* _WHAT YOU HAVE TO DO_: From the entries that follow, report every line in which "prev" occurs.

* _EXERCISE MATERIAL_:
********************
PR #797, opened 2016-02-04
DisplayObjectContainer now uses linkedlist to store children

phendrax:
faster addChild/removeChild and faster looping through children

### DIFF
--- a/starling/src/starling/core/Starling.as
+++ b/starling/src/starling/core/Starling.as
@@ -364,7 +364,7 @@ package starling.core
             {
                 _root = new _rootClass() as DisplayObject;
                 if (_root == null) throw new Error("Invalid root class: " + _rootClass);
-                _stage.addChildAt(_root, 0);
+                _stage.insertChildBeforeAll(_root);
 
                 dispatchEventWith(starling.events.Event.ROOT_CREATED, false, _root);
             }
--- a/starling/src/starling/display/DisplayObject.as
+++ b/starling/src/starling/display/DisplayObject.as
@@ -20,7 +20,7 @@ package starling.display
     import flash.ui.Mouse;
     import flash.ui.MouseCursor;
     import flash.utils.getQualifiedClassName;
-
+    
     import starling.core.Starling;
     import starling.errors.AbstractClassError;
     import starling.errors.AbstractMethodError;
@@ -129,6 +129,8 @@ package starling.display
     public class DisplayObject extends EventDispatcher
     {
         // private members
+		public var prev:DisplayObject;
+		public var next:DisplayObject;
         
         private var _x:Number;
         private var _y:Number;
@@ -509,16 +511,7 @@ package starling.display
         /** @private */
         internal function setParent(value:DisplayObjectContainer):void 
         {
-            // check for a recursion
-            var ancestor:DisplayObject = value;
-            while (ancestor != this && ancestor != null)
-                ancestor = ancestor._parent;
-            
-            if (ancestor == this)
-                throw new ArgumentError("An object cannot be added as a child to itself or one " +
-                                        "of its children (or children's children, etc.)");
-            else
-                _parent = value;
+            _parent = value;
         }
         
         /** @private */
--- a/starling/src/starling/display/DisplayObjectContainer.as
+++ b/starling/src/starling/display/DisplayObjectContainer.as
@@ -15,7 +15,7 @@ package starling.display
     import flash.geom.Rectangle;
     import flash.system.Capabilities;
     import flash.utils.getQualifiedClassName;
-
+    
     import starling.core.starling_internal;
     import starling.errors.AbstractClassError;
     import starling.events.Event;
@@ -66,7 +66,10 @@ package starling.display
     {
         // members
 
-        private var _children:Vector.<DisplayObject>;
+		public var childFirst:DisplayObject;
+		public var childLast:DisplayObject;
+        private var _numChildren:int = 0;
+		
         private var _touchGroup:Boolean;
         
         // helper objects
@@ -86,15 +89,17 @@ package starling.display
             {
                 throw new AbstractClassError();
             }
-            
-            _children = new <DisplayObject>[];
         }
         
         /** Disposes the resources of all children. */
         public override function dispose():void
         {
-            for (var i:int=_children.length-1; i>=0; --i)
-                _children[i].dispose();
+			var child:DisplayObject = this.childFirst;
+			var next:DisplayObject = child;
+           	while(next) {
+				next = child.next;
+				child.dispose();
+			}
             
             super.dispose();
         }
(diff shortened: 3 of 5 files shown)


neolit123:
hello,

1) the patch is not following the Startling coding style
2) for a big change like that you should provide benchmarks to support your claim "faster looping through children".

PrimaryFeather:
Thanks a lot for your efforts, phendrax!
However, as Lubomir correctly added, it would be great to have some data about the actual gain of this change.

I'm confident that iterating over the objects via a linked list is going to be faster than using a Vector; however, that object access is only a very tiny part of what's done in the render loop, so I'm not sure if it's worth the additional complexity. I'm a fan of keeping the code as simple as possible. :wink:

neolit123:
in the past i've seen benchmarks that AS3.0 Vectors, which are a native (e.g. C) implementation, are slower than an inbreed AS3.0 linked list which makes no sense, unless something is wrong in the Vector implementation or the VM reference caching. i've also seen similar odd results in Java related topics, so this could be a VM only phenomenon.

for AIR/Flash there might have been some issues in the past, because i just did my first test on this topic and i cannot confirm any performance benefits of a dual-linked-list over a Vector for my use case (see source code and results bellow). 

i think at some point someone dropped the suggestion that linked-list are better than Vectors in every aspect, for any programming language and they started trending. this is of course wrong. 

linked-lists have their uses in certain object oriented structures (e.g. if you want to write a XML parser), but really should be considered as the more nitsche storage type. same goes for the MVC design pattern - at some point someone suggested that MVC is the best solution to framework design and every single library started using it, which is of course a similarly bad call to always using linked-lists for data storage.

```
/*
a test with AIR 20 on Win32 about the performance of Vectors against linked
lists.

COMPILATION:
amxmlc -debug=false Main.as

RUNTIME:
adl Main-app.xml

RESULTS:
** number of elements to test with 2097152
* test random read access of 8192 elements
vector: time (ms) 0
linked list: time (ms) 49885
* test push of a single element
vector: time (ms) 0
linked list  (not keeping an end-pointer): time (ms) 10
* test random delete of ~8192 elements
vector: time (ms) 4381
linked list: time (ms) 49692
*/
package
{
	import flash.desktop.NativeApplication;
	import flash.display.Sprite;
	import flash.utils.getTimer;

	public class Main extends Sprite
	{
		private static const LEN:uint = 1 << 21;
		private static const LEN_ACCESS:uint = LEN >> 8;

		private const vector:Vector.<TestObject> = new Vector.<TestObject>(LEN, false);
		private const linkedList:LinkedList = new LinkedList(getRandValue());
		private var linkedListLen:uint = LEN;
		private const indexes:Vector.<uint> = new Vector.<uint>(LEN_ACCESS, true);

		public function Main():void
		{
			var i:uint, value:uint, idx:uint, len:uint;
			var timer:int;

			// fill a Vector
			for (i = 0; i < LEN; i++)
				vector[i] = new TestObject(getRandValue());

			// fill LinkedList
			var ptr:LinkedList = linkedList, ptrTmp:LinkedList;
			for (i = 0; i < LEN; i++) {
				ptrTmp = new LinkedList(getRandValue());
				ptr.next = ptrTmp;
				ptrTmp.prev = ptr;
				ptr = ptrTmp;
			}

			// fill a Vector of indexes to be accessed in the Vector and LinkedList
			for (i = 0; i < LEN_ACCESS; i++)
				indexes[i] = getRandValue();

			trace("** number of elements to test with", LEN);

			trace("* test random read access of " + LEN_ACCESS + " elements");
			len = LEN_ACCESS;
			// test random read access
			timer = getTimer();
			for (i = 0; i < len; i++)
				value = vector[indexes[i]].value;
			trace("vector: time (ms)", getTimer() - timer);

			timer = getTimer();
			for (i = 0; i < len; i++)
				value = linkedListAtIndex(indexes[i]).value;
			trace("linked list: time (ms)", getTimer() - timer);

			// test push
			trace("* test push of a single element");
			timer = getTimer();
			vector.push(new TestObject(getRandValue()));
			trace("vector: time (ms)", getTimer() - timer);

			timer = getTimer();
			linkedListPush(new LinkedList(getRandValue()));
			trace("linked list (not keeping an end-pointer): time (ms)", getTimer() - timer);

			// test random delete
			len = LEN_ACCESS;
			trace("* test random delete of ~" + len + " elements");
			timer = getTimer();
			for (i = 0; i < len; i++) {
				idx = indexes[i];
				if (idx < vector.length - 1)
					vector.removeAt(idx);
			}
			trace("vector: time (ms)", getTimer() - timer);

			timer = getTimer();
			for (i = 0; i < len; i++) {
				idx = indexes[i];
				if (idx < linkedListLen - 1)
					linkedListRemoveAt(idx);
			}
			trace("linked list: time (ms)", getTimer() - timer);

			// ADL / AIR 20 doesn't automatically exit for some reason
			NativeApplication.nativeApplication.exit();
		}

		private function getRandValue():uint
		{
			return Math.random() * LEN;
		}

		private function linkedListAtIndex(_idx:uint):LinkedList
		{
			var ptr:LinkedList = linkedList;
			var counter:uint = 0;
			while (ptr) {
				if (counter == _idx)
					return ptr;
				ptr = ptr.next;
				counter++;
			}
			return null;
		}

		private function linkedListPush(_new:LinkedList):void
		{
			var last:LinkedList = linkedListAtIndex(linkedListLen - 1);
			last.next = _new;
			_new.prev = last;
			linkedListLen++;
		}

		private function linkedListRemoveAt(_idx:uint):void
		{
			var ptr:LinkedList = linkedListAtIndex(_idx);
			var prev:LinkedList = ptr.prev, next:LinkedList = ptr.next;
			if (prev)
				prev.next = next;
			if (next)
				next.prev = prev;
			linkedListLen--;
		}
	}
}

final class TestObject
{
	public var value:uint;

	public function TestObject(_value:uint):void
	{
		value = _value;
	}
}

final class LinkedList
{
	public var prev:LinkedList = null;
	public var next:LinkedList = null;

	public var value:uint;

	public function LinkedList(_value:uint):void
	{
		value = _value;
	}
}
```

phendrax:
Hi,

thanks for you replies

I agree that this patch doesn't follow Starling's coding style (partly because it doesn't implement *ChildAt methods) but I thought I could share this since it makes Starling a little more faster

here are some benchmarks I did:

with Vector:
```
const LEN:int = 30000;
var t:int = getTimer();
for(var i:int=0; i<LEN; i++) {
  var s:Quad = new Quad(100,100);
  map.addChild(s);
}
trace("addChild", (getTimer()-t)+"ms");

t = getTimer();
const len:int = map.numChildren;
for(i=0; i<len; i++) {
  map.getChildAt(i);
}
trace("loop", (getTimer()-t)+"ms");

t = getTimer();
for(i=len-1; i>=0; i--) {
  map.removeChildAt(0); // waaaay faster to removeChildAt(0) than removeChildAt(i)
}
trace("remove", (getTimer()-t)+"ms");
```

with LinkedList:
```
const LEN:int = 30000;
var t:int = getTimer();
for(var i:int=0; i<LEN; i++) {
  var s:Quad = new Quad(100,100);
  map.addChild(s);
}
trace("addChild", (getTimer()-t)+"ms");

t = getTimer();
var child:DisplayObject = map.childFirst;
while(child) {
  child = child.next;
}
trace("loop", (getTimer()-t)+"ms");

t = getTimer();
child = map.childLast;
var prev:DisplayObject;
while(child) {
  prev = child.prev;
  map.removeChild(child);
  child = prev;
}
trace("remove", (getTimer()-t)+"ms");
```

Here are the results:

Vector:
```
addChild 3612ms
loop 24ms
remove 780ms
```

LinkedList:
```
addChild 2857ms
loop 2ms
remove 432ms
```

As you can see, looping is pretty much the same in both case (I think the LinkedList impl is only faster because we dont have a function call (getChildAt)).
The removeChild method would be even more slower with Vector if we removed the last child (because it calls indexOf internally)

Thanks for having had a look :)

b005t3r:
But you do realize random access is going to be a performance killer with linked lists, right?

phendrax:
Hi booster,
Yes of course, using getChildAt or removeChildAt would be very slow, but personally, I rarely (not to say never) use those methods outside a loop.
Morever, current removeChildAt internally uses vector.indexOf() which is (imo) a performance killer too

b005t3r:
Well, I do use it a lot, so I'm voting against this change :) Plus, the most often used way of removing children, which is removeFromParent(), wouldn't benefit from this change as well.

phendrax:
Hi,
removeFromParent() is just:
`if(this.parent) this.parent.removeChild(this);`
which is way more faster with a LinkedList than a Vector
(cause using a vector you have to first get the index of the child before remiving it)

neolit123:
you are correct about removeChild() - that's one of the things linked-lists are good at.

i see a bit of a problem in the Flash API. the (recently added) Vector.removeAt() call needs an index, and to get the index, Vector.indexOf() is used. if there is a Vector.remove(object:T) then things will be much faster, because there won't be any intermediate AS3.0 objects and a couple of calls, but a single native call.

yet, the linked-list removeChild() may still be faster because you simply manipulate a couple of references to remove this particular Object. linked-lists would also be very good at things like addAbove(), addBellow(), removeBellow(), removeAbove() and so on...also swapChildren() (by reference).

let's be objective here and say the two most used functions in the DOC class are addChild() / removeChild(). in that case linked-lists will be faster, because addChild() is pretty much the same for both constructs. the problem is that the moment the user introduces any of the *At() API the performance overall drops, and it drops a lot.

for N elements, indexed access is 50000 times slower for linked-lists, while i just did some tests for a removeByReference() (e.g. removeChild()) and Vectors are 5000 times slower, mostly due to the indexOf() culprit. without the indexOf() culprit explained above, let's estimate a 2000 times slower removeByReference() for a Vector.

sorting is something else the Starling DOC class supports via sortChildren() and linked-lists are also particularly bad at that. either the "not implemented" change in your patch should be reflected in the documentation or a merge-sort algorithm for the linked-list should implemented.

ideally, the whole current Starling DOC API should be implemented with the linked-list and broken down in a performance table to be compared with the Vector counterpart, possibly with a common-usage weighting factor (e.g. addChild() is more common) and with some memory consumption estimates. i will be surprised if the linked-list "outweights" the Vector.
********************
* _EXERCISE ANSWER_:
+		public var prev:DisplayObject;
				ptrTmp.prev = ptr;
			_new.prev = last;
			var prev:LinkedList = ptr.prev, next:LinkedList = ptr.next;
			if (prev)
				prev.next = next;
				next.prev = prev;
	public var prev:LinkedList = null;
var prev:DisplayObject;
  prev = child.prev;
  child = prev;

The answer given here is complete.